Google removed a nasty Trojan from Google Play earlier this week that could have rooted Android devices and injected malicious code into an infected device’s system library.
The malware, dubbed Dvmap, was disguised as a game that had been downloaded more than 50,000 times prior to its removal, according to Roman Unuchek, a senior malware analyst with Kaspersky Lab who uncovered the Trojan.
Unuchek found the malware on May 19, while analyzing results from an internal system he monitors to find new strains of rooting malware. Google removed the Trojan on Tuesday after Kaspersky Lab reported it to the company on May 25.
The game, “colourblock,” was billed as a “simplest, challenging, addictive” puzzle game in which users change the colors of blocks in order to to change the color of the whole screen.
Once installed, Dvmap attempts to gain root access by launching a start file which checks the version of Android running on the device and which library to inject its code into. If successful, the malware goes ahead and installs tools – some written in Chinese – to connect the Trojan to its command and control server.
Unuchek, who described Dvmap today in a post to Securelist, says it’s unclear if the malware is ready for primetime yet though. The researcher observed modules within the malware firing information back to the command and control server, but the server never responded back, something that hints the malware either isn’t fully ready, or implemented.
Modifying system libraries is not a failsafe practice, Unuchek cautions. The researcher says in some instances the malware can cause devices to crash by overwriting existing code.
It appears the criminals behind Dvmap uploaded a clean version of the game to Google Play at the end of March, then updated it with a malicious version – on and off – five times over the course of four weeks.

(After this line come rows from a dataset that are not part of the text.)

PR #928, opened 2024-12-02
`gca-create-relation.php`: Added snippete demonstrating how to create a relation with GCA.

veryspry:
## Context

⛑️ Ticket(s): https://secure.helpscout.net/conversation/2768092049/74169?viewId=6987275 

## Summary

Adds a snippet to demonstrate how to create a Relation in Airtable while processing a GC Airtable Feed.

Relies on: https://github.com/gravitywiz/gc-airtable/pull/4

### DIFF
--- a/gc-airtable/gca-create-relation.php
+++ b/gc-airtable/gca-create-relation.php
@@ -1,0 +1,55 @@
+<?php
+/**
+ * Gravity Connect // Airtable // Create Phone Number Relation
+ *
+ * This snippet demonstrates how to create a relation between two tables in Airtable
+ * when a GC Airtable feed is being processed. It uses an example assuming the following:
+ *
+ * 1. There are a "People" table and "Phone Numbers" table in Airtable.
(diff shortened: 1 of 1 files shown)


claygriffiths (approved):
I'd denote this as an experimental snippet, since it requires a specific configuration.

Before making this non-experimental, I'd convert it to a [class-based snippet](https://github.com/gravitywiz/snippet-library/blob/master/gw-snippet-template.php) which would help make configuration easier and allow for more relationships.

veryspry:
> I'd denote this as an experimental snippet, since it requires a specific configuration.
> 
> Before making this non-experimental, I'd convert it to a [class-based snippet](https://github.com/gravitywiz/snippet-library/blob/master/gw-snippet-template.php) which would help make configuration easier and allow for more relationships.

Sounds good!

I updated the header here https://github.com/gravitywiz/snippet-library/pull/928/commits/cbe0d9b236646c9c9d924c1d06bc0f4aa1bb0c89

PR #933, opened 2024-12-04
`gpnf-auto-attach-parent-files.php`: Added snippet to auto attach parent files to child notifications.

saifsultanc:
## Context

⛑️ Ticket(s): https://secure.helpscout.net/conversation/2765560391/74024

## Summary

A snippet to take a file that has been uploaded to the parent form, and attach it to the child form notification.

The snippet we already have which does the reverse (i.e.  attach child form files to parent form notification): https://github.com/gravitywiz/snippet-library/blob/master/gp-nested-forms/gpnf-auto-attach-child-files.php

Demo of this new snippet -

https://www.loom.com/share/36d23d10f9214ba1aa53ed08d214dddc


claygriffiths (approved):
LGTM pending fixing up PHPCS issue

PR #934, opened 2024-12-05
`gpnf-detach-child-entry-from-parent.php`: Added snippet to display a metabox on Entry details for nested entries to detach from Parent Entry.

saifsultanc:
## Context

⛑️ Ticket(s): https://secure.helpscout.net/conversation/2779018255/74896

## Summary

Snippet to add a metabox to child entry detail views that, when clicked, will detach the child entry from the parent entry.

The strategy likely helped the attackers bypass the marketplace’s security checks, Unuchek says.
VerifyApps, Google’s malware scanner for Android, can check new and installed software on devices against a list of known malware, but isn’t immune to Dvmap, Unuchek says.
“The newly patched system libraries execute a malicious module which can turn off the ‘VerifyApps’ feature,” Unuchek said, “It then switches on the setting ‘Unknown sources’ which allows it to install apps from anywhere, not just the Google Play Store. These could be malicious or unsolicited advertising apps.”

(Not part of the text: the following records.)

PR #948, opened 2024-12-13
`gpuid-fill-sequence-gaps.php`: Fixed an issue with the snippet not working.

saifsultanc:
## Context

⛑️ Ticket(s): https://secure.helpscout.net/conversation/2790631747/75478

## Summary

The snippet does not seem to work, it hasn't been update in over 2 years. The DB we are accessing is `wp_rg_lead_detail`, but it seems GF 2.3+ it's expected that the `wp_gf_entry_meta` should be used instead. GF codebase for context: https://github.com/gravityforms/gravityforms/blob/master/export.php#L892-L910

So we just apply the DB update, and that fixes the issue.

Here is how it works after the update:
https://www.loom.com/share/1819b282338d4832a68ce985787b16bb

### DIFF
--- a/gp-unique-id/gpuid-fill-sequence-gaps.php
+++ b/gp-unique-id/gpuid-fill-sequence-gaps.php
@@ -13,15 +13,15 @@ add_filter( 'gpui_sequential_unique_id_pre_insert_519_5', function ( $uid, $form
 	global $wpdb;
 
 	$result = $wpdb->get_results( $wpdb->prepare( "
-		select value 
-		from {$wpdb->prefix}rg_lead_detail 
-		where form_id = %d and field_number = %d", $form_id, $field_id ) );
+		select meta_value 
+		from {$wpdb->prefix}gf_entry_meta 
+		where form_id = %d and meta_key = %d", $form_id, $field_id ) );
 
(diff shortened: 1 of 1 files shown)


gp-unique-id/gpuid-fill-sequence-gaps.php
```diff
@@ -13,15 +13,15 @@
 	global $wpdb;
 
 	$result = $wpdb->get_results( $wpdb->prepare( "
-		select value 
-		from {$wpdb->prefix}rg_lead_detail 
-		where form_id = %d and field_number = %d", $form_id, $field_id ) );
+		select meta_value 
+		from {$wpdb->prefix}gf_entry_meta
```
claygriffiths, line 17: I'd follow what RG does here

```
$table_name  = GFFormsModel::get_entry_meta_table_name();
```

claygriffiths (approved):
One quick suggestion regarding how to get the table name.

Otherwise, LGTM. This will increase the minimum version requirement to 2.3, but I think we can all agree that's fine for a snippet 😃

When ready, S&M with:

```
`gpuid-fill-sequence-gaps.php`: Updated to use database schema in Gravity Forms 2.3 and newer.
```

Android malware that helps attackers gain root access isn’t exactly new. Researchers at Kaspersky Lab discovered an Android banking trojan that tried to gain root privileges on devices last September. While that app wasn’t in the Google Play marketplace, an app that Unuchek stumbled upon in September was. The app, masquerading as a Pokémon GO game, also gave attackers root access. On top of that, it was more popular than the game Unuchek found last week; having been downloaded more than 500,000 times before Google removed it.

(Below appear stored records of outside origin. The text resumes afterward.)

PR #978, opened 2025-01-03
`gpadvs-enable-add-new-option.php`: Added ability to add new options when "No Results" are returned from Populate Anything.

saifsultanc:
## Context

⛑️ Ticket(s): https://secure.helpscout.net/conversation/2806641061/76034

## Summary

The functionality to Add New with the snippet above doesn't work if no result is populated into the field.

BEFORE (Samuel):
https://www.loom.com/share/fc8ada4515724f3e8a76294da9910c33?sid=c12dbaf0-3a19-4265-b7a5-4435ac2f8e71

AFTER:
https://www.loom.com/share/fc15e97fed40415899d55be5fc84339e


claygriffiths (approved):
I like it. The only potential suggestion I have is to make the “No Results” text more easily customizable using this snippet.

PR #988, opened 2022-10-24
Update realm-core to v12.11.0

nielsenko:


desistefanova (approved):

blagoev (commented):
Should we add some changelog entries here for the core fixes
>Fix a use-after-free if the last external reference to an encrypted Realm was closed between when a client reset error was received and when the download of the new Realm began.
this one seems deserving an entry

CHANGELOG.md
```diff
@@ -6,13 +6,15 @@
 * Added `MutableSubscriptionSet.removeByType` for removing subscriptions by their realm object type. (Issue [#317](https://github.com/realm/realm-dart/issues/317))
 
 ### Fixed
-* None
+* CompensatingWriteErrorInfo reported string primary keys as boolean values instead. (Core upgrade)
```
nirinchev, line 9: This is not exposed in the dart SDK.

CHANGELOG.md
```diff
@@ -6,13 +6,15 @@
...
+* Fix a use-after-free if the last external reference to an encrypted Realm was closed between when a client reset error was received and when the download of the new Realm began. (Core upgrade)
+* Fixed an assertion failure during client reset with recovery when recovering a list operation on an embedded object that has a link column in the path prefix to the list from the top level object. (Core upgrade)
```
nirinchev, line 11: This is not exposed either, so users wouldn't have experienced it.

nielsenko: It now says:
> ### Fixed
>* Fix a use-after-free if the last external reference to an encrypted Realm was closed between when a client reset error was received and when the download of the new Realm began. (Core upgrade)

nirinchev: The thing is, we don't have client reset with recovery, so there's no way for users to have gotten in this situation. This is only for client reset with recovery and doesn't affect the manual client reset mechanism.

nirinchev (approved):

desistefanova (approved):

blagoev (approved):

PR #989, opened 2022-10-24
lazy init apikeyclient

blagoev:


desistefanova (approved):

nirinchev (changes requested):
I thought in dart, late fields are lazy initialized, so the client should not be constructed until the `_apiKeys` field is accessed.

blagoev:
@nirinchev yes, I don't know how I was reading that code last night. Lets close this PR.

Unuchek says one of the traits that makes Dvmap different, the fact the malware can inject itself into system libraries, is particularly concerning.
“Injecting code into the system library is a new thing for Android malware and very powerful thing,” Unuchek told Threatpost, “But at the same time, it is very dangerous method that can break the device. I think that we’ll see a few more Trojans doing so in future, but it is too dangerous functionality for most trojans and its hard to implement.”
Kaspersky Lab and Unuchek are encouraging users who either downloaded the game or believe they’re infected to back up their data and perform a full factory data reset to mitigate the malware.
“Users who don’t have the security in place to identify and block the threat before it breaks in have a difficult time ahead,” Unuchek said of the malware.